### Data under study:
========

Issue #14030, opened 2020-11-16
Lua: in Lua filter, should require one of `inline_code` and `source_codes` , but not just require `inline_code`


nic-chen:
Hi, Community

For reusing codes, I am used to writing the code in a file and referencing it through `source_codes`:

```yaml
          http_filters:
          -name: entry.lua
            typed_config:
              "@type": type.googleapis.com/envoy.extensions.filters.http.lua.v3.Lua
              source_codes:
                entry.lua:
                  filename: /apisix/entry.lua
```
But it cause an error

```sh
 Proto constraint validation failed (LuaValidationError.InlineCode: ["value length must be at least " '\x01' " runes"]): source_codes {
   key: "entry.lua"
   value {
     filename: "/apisix/entry.lua"
   }
 }
```

To avoid this error, I had to add an empty function in `inline_code`

```yaml
          http_filters:
          - name: envoy.lua
            typed_config:
              "@type": type.googleapis.com/envoy.extensions.filters.http.lua.v3.Lua
              inline_code: |
                function envoy_on_request(request_handle)
                end
              source_codes:
                entry.lua:
                  filename: /apisix/entry.lua
```

So, I think it should require one of `inline_code` and `source_codes` , but not just require `inline_code`.

What do you think? Thanks.

dio:
cc. @wbpcode

nic-chen:
gentle ping @wbpcode

dio:
I think `inline_code` is required since it is the fallback, the global one. Before we have `source_codes` defined, we only have that `inline_code`. We need to test a couple of use-cases to catch if removing that global function will be fine.

nic-chen:
> I think `inline_code` is required since it is the fallback, the global one. Before we have `source_codes` defined, we only have that `inline_code`. We need to test a couple of use-cases to catch if removing that global function will be fine.

Thanks for the explanation.

I would like to try this.

wbpcode:
@nic-chen  This is designed to be compatible with old APIs.
I do want to remove the `inline_code`, but it is not desirable if it affects some existing users. However, I am in favor of deprecating it gradually.

wbpcode:
@nic-chen Sorry for delayed response. I just realized that this is an issue from ten days ago.

nic-chen:
@wbpcode 
Thanks for your reply and sharing your idea！

afontan:
I've been working on a use case that should have an empty inline_code section.
The end result of this is the following code:
[...]

PR #12516, opened 2020-08-06
support inline Lua code in per filter config

wbpcode:
Signed-off-by: wbpcode <comems@msn.com>

Commit Message:
Additional Description:
This is a supplement to PR #11235.  Check #12460 for more info.

Risk Level: Low
Testing: 
Docs Changes:
Release Notes:
[Optional Runtime guard:]
[Optional Fixes #Issue]
[Optional Deprecated:]

PR #11235, opened 2020-05-18
lua: Add per filter config for Lua filter

wbpcode:
Commit Message: Add per filter config support for Lua filter.

This allows Lua filter to support per-route configuration. This patch enables the configured Lua filter to have multiple registered codes that can be referenced from each per-route config. Disabling running the global Lua filter for a route is also supported.

Risk Level: Low
Testing: Added.
Docs Changes: Added.
Release Notes: Added.
Fixes: #9279  #3124

PR #22125, opened 2022-07-12
lua: deprecate inline_code and use default_source_code

wbpcode:
Commit Message: lua: deprecate inline_code and use default_source_code
Additional Description:

Lua source codes map and per route inline source code are supported after #11235 and #12516. However, the `inline_code` field is still necessary for the proto validation.
For users who needn't global/default script, they always need to set a `inline_code` with meaningless code (#14030). This PR will fix this problem.

**This PR will make the `inline_code` optional (remove the `string.min_len` validation) and deprecate it. The  `default_source_code`(of type  `core.v3.DataSource`) will be used to set default/global script.**

Risk Level: Low.
Testing: Updated.
Docs Changes: Updated.
Release Notes: Added.

### DIFF
--- a/api/envoy/extensions/filters/http/lua/v3/lua.proto
+++ b/api/envoy/extensions/filters/http/lua/v3/lua.proto
@@ -52,7 +52,7 @@ message Lua {
   //
   map<string, config.core.v3.DataSource> source_codes = 2;
 
-  // The default Lua code that Envoy will execute. If no any per route config is provided
+  // The default Lua code that Envoy will execute. If no per route config is provided
   // for the request, this Lua code will be applied.
   config.core.v3.DataSource default_source_code = 3;
 }
--- a/api/envoy/extensions/filters/http/lua/v3/lua.proto
+++ b/api/envoy/extensions/filters/http/lua/v3/lua.proto
@@ -4,6 +4,7 @@ package envoy.extensions.filters.http.lua.v3;
 
 import "envoy/config/core/v3/base.proto";
 
+import "envoy/annotations/deprecation.proto";
 import "udpa/annotations/status.proto";
 import "udpa/annotations/versioning.proto";
 import "validate/validate.proto";
@@ -26,7 +27,11 @@ message Lua {
   // further loads code from disk if desired. Note that if JSON configuration is used, the code must
   // be properly escaped. YAML configuration may be easier to read since YAML supports multi-line
   // strings so complex scripts can be easily expressed inline in the configuration.
-  string inline_code = 1 [(validate.rules).string = {min_len: 1}];
+  //
+  // This field is deprecated. Please use
+  // :ref:`default_source_code <envoy_v3_api_field_extensions.filters.http.lua.v3.Lua.default_source_code>`
+  string inline_code = 1
+      [deprecated = true, (envoy.annotations.deprecated_at_minor_version) = "3.0"];
 
   // Map of named Lua source codes that can be referenced in :ref:`LuaPerRoute
   // <envoy_v3_api_msg_extensions.filters.http.lua.v3.LuaPerRoute>`. The Lua source codes can be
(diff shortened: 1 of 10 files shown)


source/extensions/filters/http/lua/lua_filter.cc
```diff
@@ -690,9 +690,12 @@ FilterConfig::FilterConfig(const envoy::extensions::filters::http::lua::v3::Lua&
...
-  auto global_setup_ptr = std::make_unique<PerLuaCodeSetup>(proto_config.inline_code(), tls);
-  if (global_setup_ptr) {
-    per_lua_code_setups_map_[GLOBAL_SCRIPT_NAME] = std::move(global_setup_ptr);
+  if (proto_config.has_default_source_code()) {
+    const std::string code =
+        Config::DataSource::read(proto_config.default_source_code(), true, api);
+    default_lua_code_setup_ = std::make_unique<PerLuaCodeSetup>(code, tls);
+  } else if (!proto_config.inline_code().empty()) {
+    default_lua_code_setup_ = std::make_unique<PerLuaCodeSetup>(proto_config.inline_code(), tls);
   }
```
soulxu, line 700: Should we reject both `default_source_code` and `inline_code` specified? If both are specified, it should be a mistake by the user, feel better to tell the user explicitly.

api/envoy/extensions/filters/http/lua/v3/lua.proto
```diff
@@ -46,6 +51,10 @@ message Lua {
   //       filename: /etc/lua/world.lua
   //
   map<string, config.core.v3.DataSource> source_codes = 2;
+
+  // The default Lua code that Envoy will execute. If no any per route config is provided
```
mattklein123, line 55:
```suggestion
  // The default Lua code that Envoy will execute. If no per route config is provided
```

mattklein123 (changes requested):
Makes sense to me, thanks. Check CI?

/wait

api/envoy/extensions/filters/http/lua/v3/lua.proto
```diff
@@ -26,7 +27,11 @@ message Lua {
   // further loads code from disk if desired. Note that if JSON configuration is used, the code must
   // be properly escaped. YAML configuration may be easier to read since YAML supports multi-line
   // strings so complex scripts can be easily expressed inline in the configuration.
-  string inline_code = 1 [(validate.rules).string = {min_len: 1}];
+  //
+  // This field is deprecated. Please use
+  // :ref:`default_source_code <envoy_v3_api_field_extensions.filters.http.lua.v3.Lua.default_source_code>`
```
soulxu, line 32: better to document the conflict behavior when both inline_code and default_source code specified also

soulxu:
seems like you need a force push since this commits missed the sign off 040f164cf8585ceca621145a63138c34292bc6c5

api/envoy/extensions/filters/http/lua/v3/lua.proto
```diff
@@ -46,6 +54,10 @@ message Lua {
   //       filename: /etc/lua/world.lua
   //
   map<string, config.core.v3.DataSource> source_codes = 2;
+
+  // The default Lua code that Envoy will execute. If no per route config is provided
+  // for the request, this Lua code will be applied.
+  config.core.v3.DataSource default_source_code = 3;
```
htuch, line 60: /lgtm api

wbpcode:
> seems like you need a force push since this commits missed the sign off [040f164](https://github.com/envoyproxy/envoy/commit/040f164cf8585ceca621145a63138c34292bc6c5)

It seems that the `sign off and commit suggestion` will create a sign of `Co-authored-by: xxx` which will be reject by the DCO.
I marked it pass manually first.

soulxu (approved):
LGTM, thanks!

PR #22126, opened 2022-07-12
examples: Improve waits/fix flakes

### LINKED ISSUE #22113: Dynamic config examples can be flaky
Both of the dyanmic config examples can fail for a similar reason - essentially not updating quicly enough

not sure why they have both started failing now, but i think the best solution is to use a wait script

phlax:
Fix #22113

Commit Message:
Additional Description:
Risk Level:
Testing:
Docs Changes:
Release Notes:
Platform Specific Features:
[Optional Runtime guard:]
[Optional Fixes #Issue]
[Optional Deprecated:]


examples/ext_authz/verify.sh
```diff
@@ -15,7 +15,12 @@ responds_with_header \
 run_log "Restart front-envoy with FRONT_ENVOY_YAML=config/http-service.yaml"
 "$DOCKER_COMPOSE" down
 FRONT_ENVOY_YAML=config/http-service.yaml "$DOCKER_COMPOSE" up -d
-sleep 10
+
+wait_for 15 bash -c "\
+         responds_with_header \
+         'HTTP/1.1 200 OK' \
+         -H 'Authorization: Bearer token1' \
+         http://localhost:${PORT_PROXY}/service" || :
```
phlax, line 23: arrggghhh

examples/verify-common.sh
```diff
@@ -171,3 +174,11 @@ fi
 if [[ -z "$MANUAL" ]]; then
     bring_up_example
 fi
+
+
+# These allow the fun to be used in subshells, eg in `wait_for`
```
KBaichoo, line 179: s/fun/function/ 
s/eg/e.g./

examples/zipkin-tracing/verify.sh
```diff
@@ -13,9 +13,13 @@ responds_with \
     "Hello from behind Envoy (service 1)!" \
     "http://localhost:${PORT_PROXY}/trace/1"
 
-run_log "Test dashboard"
 # this could do with using the healthcheck and waiting
-sleep 20
+wait_for 30 bash -c "\
+         responds_with \
+         '<!doctype html>' \
+         http://localhost:${PORT_ADMIN}/zipkin/"
```
KBaichoo, line 20: Might be missing context, why are we  querying it twice with same query? Here and a few other places

phlax: the most reliable way of checking that the test is ready to be run is just waiting for the test to pass

ditto elsewhere

despite trying i didnt find a way to make this wait for docker correctly - i guess i could just move these to healthchecks on the compositions

my pref is to land and iterate because these make ci less flakey and faster

KBaichoo: iteration sgtm.

KBaichoo (approved):
Thanks!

========

### What to produce:
Report every line containing the string "required" in the material.

### Output for this exercise:
I think `inline_code` is required since it is the fallback, the global one. Before we have `source_codes` defined, we only have that `inline_code`. We need to test a couple of use-cases to catch if removing that global function will be fine.
> I think `inline_code` is required since it is the fallback, the global one. Before we have `source_codes` defined, we only have that `inline_code`. We need to test a couple of use-cases to catch if removing that global function will be fine.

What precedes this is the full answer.